An dieser Stelle hörte man einen aufgebrachten Schnauber aus Richtung des Platzes auf dem sich Quanion gerade seines Helmes entledigt hatte, und auf Helfer gestützt da stand. War sein Vater völlig unverbindlich so konnte die Mißachtung die Quanion dem Ritter gegenüber hegte kaum deutlicher sein.

„Wenn ihr innerhalb des kommenden Götterlaufes beweist, dass ihr unsere Tochter Leomara ernähren könnt und ein sicheres Einkommen habt, und sie euch dann noch ehelichen möchte, so könnt ihr dies mit unserem Segen tun.“

Einen Moment verharrte Unswin und wagte nun doch einen Blick zu Leomara hinüber zu werfen. Sie sah mindestens so angespannt aus wie er sich fühlte. Wie ein zu leichter Bogen in zu kräftigen Händen und kurz davor zu zerspringen. Er fasste sich und sah wieder zu ihtrem Vater.

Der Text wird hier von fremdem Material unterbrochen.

Issue #782, opened 2020-05-29
Feed page 404


dimlev:
Hi,

The atom feed at https://docs.rs/releases/feed returns a 404 error.

Nemo157:
Seems related to #709 based on local bisection, cc @Kixiron

PR #783, opened 2020-05-29
Fixed release feed bug

Kixiron:
Fixes the 404 with viewing the release feed, #782


Kixiron:
Closing in favor of #784

PR #784, opened 2020-05-29
Fix 404 on /releases/feed

jyn514:
Handlebars removed the `obj[0]` notation in 0.25: https://github.com/sunng87/handlebars-rust/commit/779df9868ebb713300bab3744137a5cb58c529a3#diff-e0934bb6f70a4f8c3baf22a773c14ec7L35

Closes https://github.com/rust-lang/docs.rs/issues/782

r? @Kixiron 

This also uncovered that we handle failure pretty badly in `impl Handler for CratesfyiHandler`, we always return the first error encountered even if it was a 404, ignoring all future errors. This should be fixed, but I want to get this fix in first.

### DIFF
--- a/src/web/releases.rs
+++ b/src/web/releases.rs
@@ -670,7 +670,7 @@ pub fn build_queue_handler(req: &mut Request) -> IronResult<Response> {
 #[cfg(test)]
 mod tests {
     use super::*;
-    use crate::test::wrapper;
+    use crate::test::{assert_success, wrapper};
     use serde_json::json;
 
     #[test]
@@ -1059,5 +1059,13 @@ mod tests {
         });
 
         assert_eq!(correct_json, serde_json::to_value(&release).unwrap());
+    }
+
+    #[test]
+    fn release_feed() {
+        wrapper(|env| {
+            let web = env.frontend();
+            assert_success("/releases/feed", web)
+        })
     }
 }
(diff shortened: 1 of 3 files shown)


jyn514:
Whoops, let me remove the `dbg`

templates/releases_feed.hbs
```diff
@@ -7,7 +7,7 @@
 <link href="https://pubsubhubbub.appspot.com" rel="hub" />
 <link href="https://pubsubhubbub.superfeedr.com" rel="hub" />
 <id>urn:docs-rs:{{cratesfyi_version_safe}}</id>
-<updated>{{content[0].release_time_rfc3339}}</updated>
+<updated>{{content.[0].release_time_rfc3339}}</updated>
```
Kixiron, line 10:
```suggestion
<updated>{{content.0.release_time_rfc3339}}</updated>
```
I'm not sure that `.[0]` is entirely correct syntax

src/web/releases.rs
```diff
@@ -1060,4 +1060,12 @@ mod tests {
 
         assert_eq!(correct_json, serde_json::to_value(&release).unwrap());
     }
+
+    #[test]
+    fn release_feed() {
+        wrapper(|env| {
+            let web = env.frontend();
+            assert_success("/releases/feed", web)
```
pietroalbini, line 1068: Can we also add tests for the content by adding fake releases? This can be done in a followup PR though.

templates/releases_feed.hbs
jyn514: It works correctly, why would `.0` be better?

Kixiron: If it works then it's up to you what you want to do, I've got no idea if one is objectively better or not

src/web/releases.rs
jyn514: Yes, I'll add that in a follow-up.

„Euer Wohlgeboren, ich achte und ehre Eure Sorge um Eure Tochter. Ich akzeptiere Eure Bedingungen und werde noch vor Jahresfrist jenen Nachweis erbringen den Ihr von mir wünscht.“

Wieder verneigte sich Unswin vor Roderick und der versammelten Adelsschar und lenkte gleich darauf sein Pferd zurück zu dem Punkt wo seine Knappin auf ihn wartete. Er war mehr als erleichtert über diese halbe Zusage, denn er hatte kaum damit gerechnet so viel zu erreichen. Sicher, er hatte noch keine Idee wo er die geforderten Garantien und finanziellen Mittel herbekommen sollte. Aber er hatte einen ganzen Götterlauf Zeit eine Lösung zu finden und das vergangene Jahr hatte ihm mehr als deutlich aufgezeigt, wie viel man in dieser recht kurz erscheinenden Zeitspanne erreichen konnte. Fröhlich pfiff er vor sich hin, als der noch immer von zwei Helfern gestützte Quanion an ihm vorbei zu seinem Zelt geführt wurde.